### ABOUT THIS TASK:
Please restate verbatim the lines that open the listing below, ending with the line in which "- [x] Currently, the" occurs.
◆ ◆ ◆ ◆ ◆
PR #43, opened 2024-12-18
Refactor `alerts_gcs` to resolve a number of bugs and improve readability

### LINKED ISSUE #21: [connectors/alerts] Improve alerts metadata handling
3 improvements are needed for processing alerts metadata in the `alerts_gcs` script:

- [x] Currently, the script is saving the entire `alerts_metadata.csv` file from GCP to `destination_path` along with the TIF and GeoJSON files, which is not desired behavior.
- [x] Additionally, the script seems to be duplicating rows from `alerts_metadata.csv` instead of updating existing rows. 
- [x] Lastly, a small fix: for the `confidence` column, there are NaN values for rows where no value is found in the CSV. If the alerts provider does not provide a value for a given month, the value should stay null.

Once done and merged, let's truncate all of the `alerts__metadata` tables for our prod databases, and rerun alerts processing.

### LINKED ISSUE #27: [connectors/alerts] store vector files in the same dir as raster
## Feature Request

The `alerts_gcs` script downloads both vector and raster data, but stores them in different directories:

**Vector:**  `/datalake/change_detection/alerts/{territory_id}/vector/{year}/{month}/{alert_id}.geojson`

**Raster:**  
`/datalake/change_detection/alerts/{territory_id}/{year}/{month}/{alert_id}/images/...`

Let's store the vector GeoJSON in the same path as raster, namely:
`/datalake/change_detection/alerts/{territory_id}/{year}/{month}/{alert_id}/{alert_id}.geojson`

In doing so, let's make sure the script README is accurate.

rudokemper:
## Goal

Closes #21. Closes #27.

For this PR, I had the intention to stay scoped on the work described in these two issues. However, in working on the tasks in #21 in particular, I found myself wanting to improve substantial aspects of the script including overall readability and separation of concerns. 

So, this ended up being a much larger refactor of the script. If the reader wants me to break this up into smaller PRs, I can do so, but I hope my notes in the following section suffice for reviewing this.

## What I changed

**`sync_gcs_to_local`**

* Don't add `alerts_metadata` to the list of files to download to storage. Instead, retrieve the blob, but store the contents in memory for later processing.
* Use the same `rel_filepath` for GeoJSON and TIFFs per the `_get_rel_filepath` helper function, which appends `images/` only if it's an image, thus solving #27.
* Track what files are actually downloaded using  `downloaded_files` (Set) instead of just returning `files_to_download`.
* After downloading, create separate lists of GeoJSON and TIFF files from `downloaded_files`, and return these alongside `alerts_metadata`

**`process_files`**

I broke up `process_files` into smaller functions: `convert_tiffs_to_jpg`, and `prepare_alerts_metadata`:

* `convert_tiffs_to_jpg`: This function receives the list of TIFF files as an argument and does the conversion to JPG work. 
* `prepare_alerts_metadata`: This function reads the `alerts_metadata` CSV and uses the same Pandas handling to prepare dictionary as before. A few meaningful additional changes:
  * Before, if a value was missing in the CSV, the entry would be set as NaN, which made its way all the way to the database record, as described in #21. Now, I am using `numpy.nan` to convert those values to None. (I couldn't find a way to do this without using `numpy`, suggestions welcome if a more parsimonious method is known.)
  * We were generating a UUID but solely based on the alerts_metadata filepath, hence the value was the same for each record and therefore pretty meaningless. Instead, I added a new helper function `_generate_uuid` which uses  `sha256sum` to generate a unique UUID based on row content. This will help us later when writing to the database and avoiding duplications...

**`prepare_alerts_data`** 

Does some of the same work processing the GeoJSON files and appending a few fields as was found in `load_alerts_to_postgis`.

**`AlertsDBWriter`**

* Pass cursor to the methods to create tables, instead of creating a new one (as noted in a FIXME comment)
* Set primary keys for each `alerts` and `alerts__metadata` table. The absence of these led to duplicate writes as described in #21.
* For `alerts__metadata`, set more accurate column types. And remember that unique UUID that we are now generating? This is now being set as the `_id` (PRIMARY KEY) column, so that we can check for uniqueness when writing.
* Introduce the same `_safe_insert` method to avoid SQL injection that was introduced in the other connector scripts.

> [!IMPORTANT]
> The work here introduces breaking changes. We will have to drop and recreate tables on all of our databases. But this change is needed to avoid mass duplication of alerts, which is the status quo!

**Tests**

* Adapted paths and assertions in accordance to new expected paths.
* In `alerts_history.csv`,
  * did not set `confidence` for one row, so as to assert that it will be None (and not "NaN" as before) when written to the database
  * added one additional row which is a duplicate of a previous row, so as to assert that it was not written to the database due to `UniqueViolation` error.
* Test to make sure `alerts_history.csv` is not saved to disk (possibly not needed...)

**Other**

* Substituted `pathlib.Path` in place of `os.path`.
* Across the board, I improved our variable naming conventions, removed unused arguments, added docstrings, spell-checked and removed redundant comments.


f/connectors/alerts/tests/alerts_gcs_test.py
```diff
@@ -85,3 +95,6 @@ def test_script_e2e(pg_database, mock_alerts_storage_client, tmp_path):
         assert (
             asset_storage / "100/2023/09/202309900112345671/images" / f"{basename}.jpg"
         ).exists()
+
+    # Alerts metadata is not saved to disk
+    assert not (asset_storage / "alerts_history.csv").exists()
```
rudokemper, line 100: Arguably, this assertion can be omitted, since there is no reason to expect this moving forward. But I thought to keep it to ensure that we don't accidentally save this CSV in the future, since it has already happened.

f/connectors/alerts/alerts_gcs.py
```diff
@@ -124,221 +131,251 @@ def _get_tif_rel_filepath(blob_name, local_file_path, territory_id):
...
+    filtered_df = df[df["territory_id"] == territory_id].copy()
+
+    # Generate a unique UUID for each row
+    filtered_df["metadata_uuid"] = filtered_df.apply(_generate_uuid, axis=1)
+
+    # TODO: Currently, this script is only used for Terras alerts. Let's discuss a more sustainable approach with the alerts provider(s).
+    filtered_df.loc[:, "alert_source"] = "terras"
+
+    # Replace all NaN values with None
+    filtered_df = filtered_df.replace({nan: None})
```
rudokemper, line 333: Is there a way to do this without `numpy.nan`?

f/connectors/alerts/alerts_gcs.py
```diff
@@ -480,116 +546,137 @@ def handle_output(self, geojsons, metadatas):
...
+                    _id = metadata.get("metadata_uuid")
                     territory_id = metadata.get("territory_id")
                     type_alert = metadata.get("type_alert")
                     month = metadata.get("month")
                     year = metadata.get("year")
                     total_alerts = metadata.get("total_alerts")
                     description_alerts = metadata.get("description_alerts")
                     confidence = metadata.get("confidence")
-                    metadata_uuid = metadata.get("metadata_uuid")
-                    source = metadata.get("source")
```
rudokemper, line 552: FYI: this column was storing the name of the CSV e.g. `alerts_history.csv`. I don't think it's necessary to include this.

f/connectors/alerts/alerts_gcs.py
```diff
@@ -124,221 +131,251 @@ def _get_tif_rel_filepath(blob_name, local_file_path, territory_id):
...
-        An additional file to download: mean tto be the filename containing alerts metadata.
+        An additional file to sync from the GCS bucket.
 
     Returns
     -------
-    set of str
-        the (local) file names that were written.
+    tuple
+        A tuple containing a set of str with the local file names that were written
+        and the alerts metadata content.
```
IamJeffG, line 172: While it's correct that it's a tuple, numpy doc convention would split out the multiple return elements and document each:

```suggestion
    geojson_files : set of str
        local file names of the geojson files that were written
    tiff_files : set of str
        local file names of the TIFF files that were written
    alerts_metadata : str
        alerts metadata content.
```

f/connectors/alerts/alerts_gcs.py
```diff
@@ -124,221 +131,251 @@ def _get_tif_rel_filepath(blob_name, local_file_path, territory_id):
...
+    bucket_name,
+    territory_id,
+    alerts_metadata_filename,
 ):
     """Download files from a GCS bucket to a local directory.
 
     Parameters
     ----------
-    dst_path : str
+    destination_path : str
```
IamJeffG, line 158: I see you coercing `destination_path` (str) to a Path many times in this function.  You could do this once at the very start.


You could even make the function a tad more flexible to accept either str or Path; I see this done in many other libraries.  Example:

```py
def sync_gcs_to_local(destination_path):
     """
    Parameters
    ------------
    destination_path : str or pathlib.Path
        The path to the destination. Can be a string or a pathlib.Path object.
    """
    destination_path = Path(destination_path)
    ...
```

This works because the Path constructor can take either a string or another Path object as an argument. If you pass another Path object, it will simply return that object unchanged.

f/connectors/alerts/alerts_gcs.py
```diff
@@ -124,221 +131,251 @@ def _get_tif_rel_filepath(blob_name, local_file_path, territory_id):
...
+        blob.download_to_filename(rel_filepath / filename)
 
-        if not os.path.exists(rel_filepath):
-            os.makedirs(rel_filepath)
+        downloaded_files.add(str(rel_filepath / filename))
 
-        blob.download_to_filename(os.path.join(rel_filepath, filename))
+    # Create lists of GeoJSON and TIFF files
+    geojson_files = [f for f in downloaded_files if f.endswith(".geojson")]
+    tiff_files = [f for f in downloaded_files if f.endswith((".tif", ".tiff"))]
```
IamJeffG, line 217: Do you find it strange that this function might download a file and then not return its name?  (This would happen if GCS contains a file that's not geojson or tiff).

Tempted to suggest that this check go BEFORE you download, and not download files that don't match?

IamJeffG: Also the old code's extension comparison was case-insensitive, but your new code's is case-sensitive.

f/connectors/alerts/alerts_gcs.py
```diff
@@ -124,221 +131,251 @@ def _get_tif_rel_filepath(blob_name, local_file_path, territory_id):
...
+    df = pd.read_csv(StringIO(alerts_metadata))
+
+    # Filter DataFrame based on territory_id
+    filtered_df = df[df["territory_id"] == territory_id].copy()
+
+    # Generate a unique UUID for each row
+    filtered_df["metadata_uuid"] = filtered_df.apply(_generate_uuid, axis=1)
+
+    # TODO: Currently, this script is only used for Terras alerts. Let's discuss a more sustainable approach with the alerts provider(s).
+    filtered_df.loc[:, "alert_source"] = "terras"
```
IamJeffG, line 330: Any reason you changed this from...?

    filtered_df["alert_source"] = "terras"


I could imagine you had a reason like perhaps Pandas was giving a warning the old way.  But I doubt it. The old way is what I see all the time (and use myself), and while I believe the new way is correct, it feels ... opaque.

f/connectors/alerts/alerts_gcs.py
```diff
@@ -124,221 +131,251 @@ def _get_tif_rel_filepath(blob_name, local_file_path, territory_id):
...
-    outputs["alerts_metadata"] = processed["alerts_metadata"]
-    outputs["geojsons"] = []
-
-    for file_name in processed["geojsons"]:
-        if os.path.exists(os.path.join(local_directory, file_name)):
+    # Convert CSV bytes to DataFrame
+    df = pd.read_csv(StringIO(alerts_metadata))
+
+    # Filter DataFrame based on territory_id
+    filtered_df = df[df["territory_id"] == territory_id].copy()
```
IamJeffG, line 324: nit: You should not need a copy.  Does the following work without warning?

```suggestion
    filtered_df = df.loc[df["territory_id"] == territory_id]
```

I guess maybe you are worried about accidentally mutating the original `df` later in line 330? But nobody outside this function has a reference to it.

f/connectors/alerts/alerts_gcs.py
IamJeffG:
```suggestion
    filtered_df = filtered_df.fillna(None)
```

f/connectors/alerts/alerts_gcs.py
```diff
@@ -124,221 +131,251 @@ def _get_tif_rel_filepath(blob_name, local_file_path, territory_id):
...
+
+    # Generate a unique UUID for each row
+    filtered_df["metadata_uuid"] = filtered_df.apply(_generate_uuid, axis=1)
+
```
IamJeffG, line 328: the old code also added "_geolocation"  and "source" columns.  Do we need that? 


(I am not sure what that was for)

f/connectors/alerts/alerts_gcs.py
```diff
@@ -124,221 +131,251 @@ def _get_tif_rel_filepath(blob_name, local_file_path, territory_id):
...
+    # Replace all NaN values with None
+    filtered_df = filtered_df.replace({nan: None})
+
+    # Convert DataFrame to list of dictionaries
+    prepared_alerts_metadata = filtered_df.to_dict("records")
+
+    logger.info("Successfully prepared alerts metadata.")
+
+    return prepared_alerts_metadata
```
IamJeffG, line 340: the old code also added "_geolocation"  and "source" columns.  Do we need that? 


(I am not sure what that was for)

f/connectors/alerts/alerts_gcs.py
```diff
@@ -124,221 +131,251 @@ def _get_tif_rel_filepath(blob_name, local_file_path, territory_id):
...
-      and generates a unique metadata UUID for the filtered CSV records, returning them.
+
+    def sha256sum(data):
+        h = hashlib.sha256()
+        h.update(data.encode("utf-8"))
+        return h.hexdigest()
+
+    row_data = json.dumps(row.to_dict(), sort_keys=True)
+    row_hash = sha256sum(row_data)
+    return str(uuid.uuid5(uuid.NAMESPACE_DNS, row_hash))
```
IamJeffG, line 294: I have some doubts about this new `_generate_uuid` function.

However before I get into them, can you explain (ideally in some code comments and point me to them) what the point of generating a UUID is for?  I see the PR description refer to avoiding duplicates but help me understand the bigger picture please.

That way I can be sure to give feedback that's relevant and not misguided.

IamJeffG (changes requested):
I stopped reviewing at the end of `prepare_alerts_metadata`.

Honestly this PR is doing too much.  If it's easy, do you think we could split the changes to `AlertsDBWriter` to a separate PR? 

(I have not looked at your changes to `AlertsDBWriter` yet, but already I feel some hesitation: There are a number of psycopg best practices that we fail to meet throughout this repo, and on top of that it will be best to move to psycopg3.  I really hesitate to change much in AlertsDBWriter without making the same changes & upgrades to all our scripts.)

f/connectors/alerts/alerts_gcs.py
rudokemper: No. `_geolocation` was a superfluous (I assume accidental) addition. I thought I had clarified somewhere that `source` stored the name of the filename e.g. "alerts_history.csv" which I do not think is necessary to store.

f/connectors/alerts/alerts_gcs.py
rudokemper: See other comment.

f/connectors/alerts/alerts_gcs.py
rudokemper: https://github.com/ConservationMetrics/gc-scripts-hub/blob/822d2ea52ef11baaad584484b3b0ec181d2522d0/f/connectors/alerts/alerts_gcs.py#L410 creates a PRIMARY_ID column `_id`. Previously, there were no PRIMARY KEY columns and hence alerts__metadata rows were being duplicated every time this script is run.

https://github.com/ConservationMetrics/gc-scripts-hub/blob/822d2ea52ef11baaad584484b3b0ec181d2522d0/f/connectors/alerts/alerts_gcs.py#L632 sets the value of `_id` as the row's UUID. And the reason we generate a UUID to begin with is because we don't get any unique identifier from the `alerts_history.csv` file otherwise.

f/connectors/alerts/alerts_gcs.py
rudokemper: This does not seem to work: "ValueError: Must specify a fill 'value' or 'method'."

For posterity, I also tried `filtered_df = filtered_df.where(pd.notna(filtered_df), None)` which did not seem to work.

rudokemper:
> Honestly this PR is doing too much.

Yeah, that's fair. As you can tell I was conscious of that fact in my PR description. I'll do better the next time; I didn't anticipate that I would change so much at the outset.

> If it's easy, do you think we could split the changes to AlertsDBWriter to a separate PR?
>
> (I have not looked at your changes to AlertsDBWriter yet, but already I feel some hesitation: There are a number of psycopg best practices that we fail to meet throughout this repo, and on top of that it will be best to move to psycopg3. I really hesitate to change much in AlertsDBWriter without making the same changes & upgrades to all our scripts.)****

Yeah, I know you have expressed this desire to move to psycopg3 a number of times before.

The main reason the work here looks like a lot is because (1) I implemented the `_safe_insert` method introduced in a different script, and (2) am passing a cursor to class methods instead of instantiating a new one each time, as was suggested in a `FIXME` comment. Otherwise, I'm mainly just renaming variables and adapting the table schemas (which is required for this PR to work to meet the aims of #21). If you'd like, I can revert all changes with the exception of the necessary ones.

f/connectors/alerts/alerts_gcs.py
rudokemper: Honestly, I was getting an error and remember needing to change this, but that is no longer the case, and I couldn't tell you why. So I reverted to the original.

rudokemper:
I have gone ahead and reverted my changes to `AlertsDBWriter` so as to leave it untouched apart from variable + function name changes, db table schema changes, and minor cleanup.

f/connectors/alerts/alerts_gcs.py
IamJeffG: you are right.  If your goal is to not `import numpy`, you can do this:

`filtered_df.replace({float("nan"): None})`


`nan` is how pandas represents missing data, and it's efficient in a column whose datatype is float.  Replacing  `nan` to `None` will upgrade that column's dtype to `object`.  In this case it's not a problem, but won't always be what you want.

f/connectors/alerts/alerts_gcs.py
```diff
@@ -124,221 +131,264 @@ def _get_tif_rel_filepath(blob_name, local_file_path, territory_id):
...
-
-    for file_name in processed["geojsons"]:
-        if os.path.exists(os.path.join(local_directory, file_name)):
+    # Convert CSV bytes to DataFrame
+    df = pd.read_csv(StringIO(alerts_metadata))
+
+    # Filter DataFrame based on territory_id
+    filtered_df = df.loc[df["territory_id"] == territory_id]
+
+    # Generate a unique UUID for each row
```
IamJeffG, line 339:
```suggestion
    # Hash each row into a unique UUID.
    # We don't get any unique identifier from the alerts_history.csv file otherwise.
```

from your response above.

f/connectors/alerts/alerts_gcs.py
IamJeffG: Thanks for explaining.

There is no _great_ solution here, every solution I think of is prone to edge cases, such as what datatype pandas uses to represent a column, or the order of the columns, etc.

My first suggestion is to consider whether you really want to consider all columns of the row, or only one or two "index columns." I'd think that [territory_id, month,  year] might be enough?  Or [territory_id, month,  year, alert_source, description_alerts].  That way if for whatever reason there was a change in some other field like "confidence" (only), we don't insert another row.  I'd consider that a duplicate.

Second, JSON-ifying is not great, but OTOH nothing is great.  Problems with hashing JSON is that the hash depends on non-information-carrying elements of the serialization, for example whitespace and key ordering. That said, I think your implementation should not change the hash as long as nothing else changes inside the `json` lib.  I considered (and I guess slightly prefer) just using Panda's own [`pandas.util.hash_pandas_object`] (https://pandas.pydata.org/docs/reference/api/pandas.util.hash_pandas_object.html) to return one hash value for reach row of the dataframe.  Now, it has similar problems such as depending on column order and on index value.  You can somewhat achieve a similar result, in much less code, using:

```py
    filtered_df["metadata_uuid"] = pd.util.hash_pandas_object(filtered_df.sort_index(axis=1), index=False)
    #optionally wrap this in uuid.uuid5(...)
```

Finally, consider choosing the most appropriate postgresql datatype for `_id`: If it's really a uuid then use `uuid`, if it's an integer (as with hash_pandas_object) then choose `bigint`.

All this is food for thought.  As I said, I am not in love with any solution, so it's also fine if you do not touch this.

f/connectors/alerts/alerts_gcs.py
```diff
@@ -516,69 +567,57 @@ def handle_output(self, geojsons, metadatas):
 
                         except errors.UniqueViolation:
                             logger.info(
-                                f"Skipping insert due to UniqueViolation, this alert has been processed already in the past: {source}"
+                                f"Skipping insert due to UniqueViolation, this entry has been processed already in the past: {_id}"
```
IamJeffG, line 570: If I follow, this never would have triggered before your change. There was not a unique constraint before this.

f/connectors/alerts/alerts_gcs.py
```diff
@@ -423,37 +472,41 @@ def _create_alerts_table(self, table_name):
...
+        alerts_metadata (list): A list of metadata objects associated with the alerts, containing additional information to be stored in a separate metadata table.
         """
         table_name = self.table_name
         conn = self._get_conn()
         cursor = conn.cursor()
 
         try:
-            if geojsons:
-                # check to see if we need to create the table for the first time
-                # FIXME: this func creates its own cursor but we already have one
```
IamJeffG, line 437: yeah, cursors are extremely lightweight and it's common to create new ones all the time.  I see no problem with various functions creating (totally managing) their own.

IamJeffG (approved):
thanks for sticking with me on this!

f/connectors/alerts/alerts_gcs.py
rudokemper: Yes, that is correct! This was an oversight already in the frizzle-dagster implementation, resulting in https://github.com/ConservationMetrics/frizzle-dagster/issues/139

IamJeffG:
> I have gone ahead and reverted my changes to AlertsDBWriter so as to leave it untouched apart from variable + function name changes, db table schema changes, and minor cleanup.

Thanks for doing this! Helped a lot!

f/connectors/alerts/alerts_gcs.py
rudokemper: Thanks for this! I didn't know about `hash_pandas_object`. Despite its own shortcomings, I find that using it nicely streamlines this function where we can now accomplish everything we want with Pandas. 

I'm about to push a commit that implements this change; I also worked in your suggestion to only hash based on the most important columns, and a comment in `alerts_gcs_test` to show how we are testing all of this.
◆ ◆ ◆ ◆ ◆
### ANSWER SECTION:
PR #43, opened 2024-12-18
Refactor `alerts_gcs` to resolve a number of bugs and improve readability

### LINKED ISSUE #21: [connectors/alerts] Improve alerts metadata handling
3 improvements are needed for processing alerts metadata in the `alerts_gcs` script:

- [x] Currently, the script is saving the entire `alerts_metadata.csv` file from GCP to `destination_path` along with the TIF and GeoJSON files, which is not desired behavior.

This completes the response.